▸ **Supplied entries**:
Issue #1563, opened 2023-11-28
Documentation issues when upgrading to Doxygen 1.9.8


mudge:
The documentation for this SDK builds fine with Doxygen 1.8.17 (as indicated by [the comment in the `DoxygenLayout.xml`](https://github.com/raspberrypi/pico-sdk/blob/6a7db34ff63345a7badec79ebea3aaef1712f374/docs/DoxygenLayout.xml#L2)) but has at least two issues when upgrading to the latest version of Doxygen: 1.9.8, released on 25 Aug 2023.

### The "API Documentation" tab is missing from the main menu and no `modules.html` is output

| Doxygen 1.8.17 | Doxygen 1.9.8 |
| -- | -- |
| <img width="1398" alt="Screenshot 2023-11-28 at 10 47 25" src="https://github.com/raspberrypi/pico-sdk/assets/287/243a5fd7-a886-4eb6-ad28-d18dcc3d4b68"> | <img width="1398" alt="Screenshot 2023-11-28 at 10 49 23" src="https://github.com/raspberrypi/pico-sdk/assets/287/f297f321-d903-4397-9d15-dd844ebf27fd"> |

Using the latest default `DoxygenLayout.xml` produced by Doxygen 1.9.8's `doxygen -l` restores the contents of the old `modules.html` but now refers to it as "Topics" instead. Updating [our `DoxygenLayout.xml`](https://github.com/raspberrypi/pico-sdk/blob/6a7db34ff63345a7badec79ebea3aaef1712f374/docs/DoxygenLayout.xml) restores the previous page (albeit under a new URL):

```diff
-    <tab type="modules" visible="yes" title="API Documentation" intro="These are the libraries supplied in the Raspberry Pi Pico SDK"/>
+    <tab type="topics" visible="yes" title="API Documentation" intro="These are the libraries supplied in the Raspberry Pi Pico SDK"/>
+    <tab type="modules" visible="no" title="" intro=""/>
```

### Brief descriptions are no longer extracted for most modules by default

| Doxygen 1.8.17 | Doxygen 1.9.8 |
| -- | -- |
[...]

PR #1564, opened 2023-11-28
Fix documentation issues when upgrading Doxygen to 1.9.8

mudge:
See https://github.com/raspberrypi/pico-sdk/issues/1563

Between Doxygen 1.8.17 and Doxygen 1.9.8, the top-level "modules" tab type in the Doxygen layout has changed such that our "API Documentation" section is no longer generated and is instead considered of the type "topics". Update our layout XML to reflect this change and restore this critical section of the documentation.

As of Doxygen 1.8.19 (specifically, https://github.com/doxygen/doxygen/commit/327423e217337bf4e64515aba6cf78b9877bc165), the first line of a comment is no longer automatically extracted as a brief description unless we enable the JAVADOC_AUTOBRIEF setting. See https://www.doxygen.nl/manual/config.html#cfg_javadoc_autobrief:
> If the `JAVADOC_AUTOBRIEF` tag is set to `YES` then doxygen will interpret the first line (until the first dot) of a Javadoc-style comment as the brief description. If set to `NO`, the Javadoc-style will behave just like regular Qt-style comments (thus requiring an explicit @brief command for a brief description.)

### DIFF
--- a/docs/DoxygenLayout.xml
+++ b/docs/DoxygenLayout.xml
@@ -3,7 +3,8 @@
   <!-- Navigation index tabs for HTML output -->
   <navindex>
     <tab type="mainpage" visible="yes" title="Introduction"></tab>
-    <tab type="modules" visible="yes" title="API Documentation" intro="These are the libraries supplied in the Raspberry Pi Pico SDK"/>
+    <tab type="topics" visible="yes" title="API Documentation" intro="These are the libraries supplied in the Raspberry Pi Pico SDK"/>
+    <tab type="modules" visible="no" title="" intro=""/>
     <tab type="user" url="@ref examples_page" visible="yes" title="Examples" intro="Links to SDK examples"/>
     <tab type="usergroup" url="@ref weblinks_page" visible="yes" title="Additional Documentation" intro="Links to datasheets and documentation">
       <tab type="user" url="https://rptl.io/pico-datasheet" visible="yes" title="Raspberry Pi Pico Datasheet" intro=""/>
--- a/docs/Doxyfile.in
+++ b/docs/Doxyfile.in
@@ -52,6 +52,9 @@ EXTRACT_ALL            = NO
 ALWAYS_DETAILED_SEC    = NO
 #REPEAT_BRIEF           = NO
 
+# Needed to automatically extract implicit brief descriptions in recent versions of Doxygen
+JAVADOC_AUTOBRIEF      = YES
+
 # Need these next options to ensure that functions with modifiers do not confuse the Doxygen parser.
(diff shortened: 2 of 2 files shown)


docs/DoxygenLayout.xml
```diff
@@ -3,7 +3,8 @@
   <!-- Navigation index tabs for HTML output -->
   <navindex>
     <tab type="mainpage" visible="yes" title="Introduction"></tab>
-    <tab type="modules" visible="yes" title="API Documentation" intro="These are the libraries supplied in the Raspberry Pi Pico SDK"/>
+    <tab type="topics" visible="yes" title="API Documentation" intro="These are the libraries supplied in the Raspberry Pi Pico SDK"/>
```
mudge, line 6: Frustratingly, this change will break building the docs on Doxygen 1.8.17 as this seems to be a breaking change in Doxygen itself.

aallan: Ah it's a README thing then. 'kay.

mudge:
This no longer seems to work as expected with the very latest version of Doxygen (1.10.0) and I've discovered more subtle bugs with brief description extraction using `JAVADOC_AUTOBRIEF`: e.g. the brief description for https://github.com/raspberrypi/pico-sdk/blob/6a7db34ff63345a7badec79ebea3aaef1712f374/src/rp2_common/hardware_spi/include/hardware/spi.h#L100-L103 is incorrectly extracted as:

```
<para>Initialise SPI instances</para>
<para>Puts the SPI into a known state, and enable it. Must be called before other functions. </para>
```

Note the first line of the detailed description being included here, presumably because there is no blank line after the `\brief` command.

aallan:
@mudge Deprecated in favour of #1660?

mudge:
Yes, I'll close this one though the `DoxygenLayout.xml` changes may still be necessary.

aallan:
@nelliemckesson Do we still need the `DoxygenLayout.xml` changes in this PR?

lurch:
> So, I think `DoxygenLayout.xml` would only affect the original pico-sdk site (can't remember where that lives/lived), but if that still exists, then yeah, those changes are still required.

I think the only place that's still relevant is Appendix E of https://datasheets.raspberrypi.com/pico/raspberry-pi-pico-c-sdk.pdf ? But if this is going to become dependent on the version of Doxygen the user has installed, maybe the Doxygen-version also needs to be mentioned in that Appendix?

aallan:
@nathan-contino Can you throw a quick NOTE block into Appendix E of the Pico C SDK book ahead of the documentation release (which looks to be next week at this point). Thanks!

▸ **Task prompt**:
Repeat all of the records above exactly as written.

▸ **Answer to this exercise**:
Issue #1563, opened 2023-11-28
Documentation issues when upgrading to Doxygen 1.9.8


mudge:
The documentation for this SDK builds fine with Doxygen 1.8.17 (as indicated by [the comment in the `DoxygenLayout.xml`](https://github.com/raspberrypi/pico-sdk/blob/6a7db34ff63345a7badec79ebea3aaef1712f374/docs/DoxygenLayout.xml#L2)) but has at least two issues when upgrading to the latest version of Doxygen: 1.9.8, released on 25 Aug 2023.

### The "API Documentation" tab is missing from the main menu and no `modules.html` is output

| Doxygen 1.8.17 | Doxygen 1.9.8 |
| -- | -- |
| <img width="1398" alt="Screenshot 2023-11-28 at 10 47 25" src="https://github.com/raspberrypi/pico-sdk/assets/287/243a5fd7-a886-4eb6-ad28-d18dcc3d4b68"> | <img width="1398" alt="Screenshot 2023-11-28 at 10 49 23" src="https://github.com/raspberrypi/pico-sdk/assets/287/f297f321-d903-4397-9d15-dd844ebf27fd"> |

Using the latest default `DoxygenLayout.xml` produced by Doxygen 1.9.8's `doxygen -l` restores the contents of the old `modules.html` but now refers to it as "Topics" instead. Updating [our `DoxygenLayout.xml`](https://github.com/raspberrypi/pico-sdk/blob/6a7db34ff63345a7badec79ebea3aaef1712f374/docs/DoxygenLayout.xml) restores the previous page (albeit under a new URL):

```diff
-    <tab type="modules" visible="yes" title="API Documentation" intro="These are the libraries supplied in the Raspberry Pi Pico SDK"/>
+    <tab type="topics" visible="yes" title="API Documentation" intro="These are the libraries supplied in the Raspberry Pi Pico SDK"/>
+    <tab type="modules" visible="no" title="" intro=""/>
```

### Brief descriptions are no longer extracted for most modules by default

| Doxygen 1.8.17 | Doxygen 1.9.8 |
| -- | -- |
[...]

PR #1564, opened 2023-11-28
Fix documentation issues when upgrading Doxygen to 1.9.8

mudge:
See https://github.com/raspberrypi/pico-sdk/issues/1563

Between Doxygen 1.8.17 and Doxygen 1.9.8, the top-level "modules" tab type in the Doxygen layout has changed such that our "API Documentation" section is no longer generated and is instead considered of the type "topics". Update our layout XML to reflect this change and restore this critical section of the documentation.

As of Doxygen 1.8.19 (specifically, https://github.com/doxygen/doxygen/commit/327423e217337bf4e64515aba6cf78b9877bc165), the first line of a comment is no longer automatically extracted as a brief description unless we enable the JAVADOC_AUTOBRIEF setting. See https://www.doxygen.nl/manual/config.html#cfg_javadoc_autobrief:
> If the `JAVADOC_AUTOBRIEF` tag is set to `YES` then doxygen will interpret the first line (until the first dot) of a Javadoc-style comment as the brief description. If set to `NO`, the Javadoc-style will behave just like regular Qt-style comments (thus requiring an explicit @brief command for a brief description.)

### DIFF
--- a/docs/DoxygenLayout.xml
+++ b/docs/DoxygenLayout.xml
@@ -3,7 +3,8 @@
   <!-- Navigation index tabs for HTML output -->
   <navindex>
     <tab type="mainpage" visible="yes" title="Introduction"></tab>
-    <tab type="modules" visible="yes" title="API Documentation" intro="These are the libraries supplied in the Raspberry Pi Pico SDK"/>
+    <tab type="topics" visible="yes" title="API Documentation" intro="These are the libraries supplied in the Raspberry Pi Pico SDK"/>
+    <tab type="modules" visible="no" title="" intro=""/>
     <tab type="user" url="@ref examples_page" visible="yes" title="Examples" intro="Links to SDK examples"/>
     <tab type="usergroup" url="@ref weblinks_page" visible="yes" title="Additional Documentation" intro="Links to datasheets and documentation">
       <tab type="user" url="https://rptl.io/pico-datasheet" visible="yes" title="Raspberry Pi Pico Datasheet" intro=""/>
--- a/docs/Doxyfile.in
+++ b/docs/Doxyfile.in
@@ -52,6 +52,9 @@ EXTRACT_ALL            = NO
 ALWAYS_DETAILED_SEC    = NO
 #REPEAT_BRIEF           = NO
 
+# Needed to automatically extract implicit brief descriptions in recent versions of Doxygen
+JAVADOC_AUTOBRIEF      = YES
+
 # Need these next options to ensure that functions with modifiers do not confuse the Doxygen parser.
(diff shortened: 2 of 2 files shown)


docs/DoxygenLayout.xml
```diff
@@ -3,7 +3,8 @@
   <!-- Navigation index tabs for HTML output -->
   <navindex>
     <tab type="mainpage" visible="yes" title="Introduction"></tab>
-    <tab type="modules" visible="yes" title="API Documentation" intro="These are the libraries supplied in the Raspberry Pi Pico SDK"/>
+    <tab type="topics" visible="yes" title="API Documentation" intro="These are the libraries supplied in the Raspberry Pi Pico SDK"/>
```
mudge, line 6: Frustratingly, this change will break building the docs on Doxygen 1.8.17 as this seems to be a breaking change in Doxygen itself.

aallan: Ah it's a README thing then. 'kay.

mudge:
This no longer seems to work as expected with the very latest version of Doxygen (1.10.0) and I've discovered more subtle bugs with brief description extraction using `JAVADOC_AUTOBRIEF`: e.g. the brief description for https://github.com/raspberrypi/pico-sdk/blob/6a7db34ff63345a7badec79ebea3aaef1712f374/src/rp2_common/hardware_spi/include/hardware/spi.h#L100-L103 is incorrectly extracted as:

```
<para>Initialise SPI instances</para>
<para>Puts the SPI into a known state, and enable it. Must be called before other functions. </para>
```

Note the first line of the detailed description being included here, presumably because there is no blank line after the `\brief` command.

aallan:
@mudge Deprecated in favour of #1660?

mudge:
Yes, I'll close this one though the `DoxygenLayout.xml` changes may still be necessary.

aallan:
@nelliemckesson Do we still need the `DoxygenLayout.xml` changes in this PR?

lurch:
> So, I think `DoxygenLayout.xml` would only affect the original pico-sdk site (can't remember where that lives/lived), but if that still exists, then yeah, those changes are still required.

I think the only place that's still relevant is Appendix E of https://datasheets.raspberrypi.com/pico/raspberry-pi-pico-c-sdk.pdf ? But if this is going to become dependent on the version of Doxygen the user has installed, maybe the Doxygen-version also needs to be mentioned in that Appendix?

aallan:
@nathan-contino Can you throw a quick NOTE block into Appendix E of the Pico C SDK book ahead of the documentation release (which looks to be next week at this point). Thanks!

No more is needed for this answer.